▸ Exercise aim
The records are to be repeated in full. Every line must match.

*** Opening of Source data ***

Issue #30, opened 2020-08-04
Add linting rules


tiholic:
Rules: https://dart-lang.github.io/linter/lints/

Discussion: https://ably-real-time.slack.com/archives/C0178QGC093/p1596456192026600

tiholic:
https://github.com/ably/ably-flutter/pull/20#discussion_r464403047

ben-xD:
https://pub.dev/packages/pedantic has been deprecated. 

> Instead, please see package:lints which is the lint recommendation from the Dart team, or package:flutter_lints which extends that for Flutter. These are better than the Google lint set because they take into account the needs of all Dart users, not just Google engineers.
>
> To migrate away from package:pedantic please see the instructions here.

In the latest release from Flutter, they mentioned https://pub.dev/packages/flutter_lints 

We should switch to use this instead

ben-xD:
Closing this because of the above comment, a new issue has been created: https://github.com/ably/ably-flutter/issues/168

*** Close of Source data ***

▸ Response to this task
Issue #30, opened 2020-08-04
Add linting rules


tiholic:
Rules: https://dart-lang.github.io/linter/lints/

Discussion: https://ably-real-time.slack.com/archives/C0178QGC093/p1596456192026600

tiholic:
https://github.com/ably/ably-flutter/pull/20#discussion_r464403047

ben-xD:
https://pub.dev/packages/pedantic has been deprecated. 

> Instead, please see package:lints which is the lint recommendation from the Dart team, or package:flutter_lints which extends that for Flutter. These are better than the Google lint set because they take into account the needs of all Dart users, not just Google engineers.
>
> To migrate away from package:pedantic please see the instructions here.

In the latest release from Flutter, they mentioned https://pub.dev/packages/flutter_lints 

We should switch to use this instead

ben-xD:
Closing this because of the above comment, a new issue has been created: https://github.com/ably/ably-flutter/issues/168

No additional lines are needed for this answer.